:: THE PROBLEM ::
Search the entries below for "Updated", and copy each line where it appears.

TASK DATA Start Marker

Issue #452, opened 2023-11-13
[New Feature]: Floating separated Identifier Tool


jtroberts:
### Checked for duplicates

Yes - I've already checked

### Alternatives considered

Yes - and alternatives don't suffice

### Related problems

I'm frustrated when I have tons of layers and I use the Identifier tool to inspect values, but I need to constantly flip back and forth between the Layer tool and Identifier.

### Describe the feature request

I want to make the Identifier tool a separated floating tool just like the Legend tool so that I can keep the Layer pane open when inspecting values.

PR #453, opened 2023-11-13
#452 Updated Identifier tool to be a separated floating tool

jtroberts:
## Purpose
- Updated Identifier tool to be a separated floating tool
## Issues
- #452 
## Testing
- Currently being used by one mission and works as expected with tools on the right-side of the UI
- Clicking on tool icon activates tool, allows user to hover over data to see values, tool remains activated with Layer tool open and user switching between layers, clicking again on tool icon deactivates tool

- Need to test different UI combinations with other separated tools
- We may possibly want an option to make the tool not be separated to maintain compatibility

### DIFF
--- a/src/essence/Tools/Identifier/IdentifierTool.js
+++ b/src/essence/Tools/Identifier/IdentifierTool.js
@@ -467,6 +467,7 @@ function interfaceWithMMWebGIS() {
     //tools.html( markup );
 
     //Add event functions and whatnot
+    var previousCursor = d3.select('#map').style('cursor')
     d3.select('#map').style('cursor', 'crosshair')
 
     Map_.map.on('mousemove', IdentifierTool.idPixelMap)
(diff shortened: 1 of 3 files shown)


tariqksoliman (changes requested):
Looks good to me but it really needs to be backwards compatible too. Before I saved the configuration again (to make the IdentifierTool default to separated), clicking on the IdentifierTool in the toolbar made it impossible to open any other tool afterwards.

tariqksoliman (approved):
Looks good to me!
Though I keep seem to justify it to the right unless the legend is also justified to the right.

jtroberts:
I added support to allow the Identifier and Legend tools to be on different sides if specified. We may need a more scalable though, if we enable more separated tools in the future.

tariqksoliman (approved):
Okay, looks completely good to me now then.

Issue #546, opened 2024-05-30
[New Feature]: Implement a way to download the source data for raster layers


jtroberts:
### Checked for duplicates

Yes - I've already checked

### Alternatives considered

Yes - and alternatives don't suffice

### Describe the feature request

Mission has a need to allow users to download the source data file (e.g. GeoTIFF) for raster layers. Specifically, a download button in the layer tool similar to vector layers.

PR #547, opened 2024-05-30
Added downloadURL variable to allow users to download raster layers #546

jtroberts:
## Purpose
- Mission has a need to allow users to download the source data file (e.g. GeoTIFF) for raster layers
## Proposed Changes
- Added downloadURL variable to allow users to download raster layers from the Layer Tool
## Issues
- #546 Implement a way to download the source data for raster layers 
## Testing
- Configured several layers with the downloadURL variable, download button shows up next to the layer in the tool, source file is able to be downloaded.


tariqksoliman (changes requested):
Awesome! Could you move the new code up into the above switch statement to make it specific for 'raster' layers? Also, if you could fill out a sentence description in the documentation, that'd be great.

tariqksoliman (approved):
Thanks and LGTM!

Issue #561, opened 2024-06-19
[New Feature]: A quick way to produce colormaps for many tiled layers


jtroberts:
### Checked for duplicates

Yes - I've already checked

### Alternatives considered

Yes - and alternatives don't suffice

### Describe the feature request

I made updates to the bulk_tiles tool and added a tool to easily produce colormaps for raster files. I did this a few months ago for a mission and think it might be useful for others.

PR #562, opened 2024-06-19
Improvements to bulk_tiles and added quantize_colormap #561

jtroberts:
## Purpose
- A quick way to produce colormaps for many tiled layers
## Proposed Changes
- quantize_colormaps will produce quantized colormaps using standard MPL palettes for a single tiff or directory of files
- New option to use continuous/discrete colors for bulk_tiles
- Other minor improvements to bulk_tiles
## Issues
- #561 
## Testing
- Used these tool updates to produced tiled layers for a mission

### DIFF
--- a/auxiliary/bulk_tiles/README.md
+++ b/auxiliary/bulk_tiles/README.md
@@ -11,6 +11,7 @@ optional arguments:
   -h, --help            show this help message and exit
   -c COLORMAP_DIR, --colormap_dir COLORMAP_DIR
                         Directory containing colormaps
+  -d, --discrete        Use discrete color values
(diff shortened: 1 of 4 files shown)


tariqksoliman (approved):
Awesome! LGTM

(One minor gripe is the usage of `python3` over `python` but I can see arguments for both sides/preferences so no need to change anything,)

jtroberts:
> (One minor gripe is the usage of `python3` over `python` but I can see arguments for both sides/preferences so no need to change anything,)

Yeah, I'm not sure what the best practice is these days, but I've run into a lot of systems that only use `python3` and don't include an alias to `python`.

TASK DATA End Marker

:: REPLY TO THE EXERCISE ::
#452 Updated Identifier tool to be a separated floating tool
- Updated Identifier tool to be a separated floating tool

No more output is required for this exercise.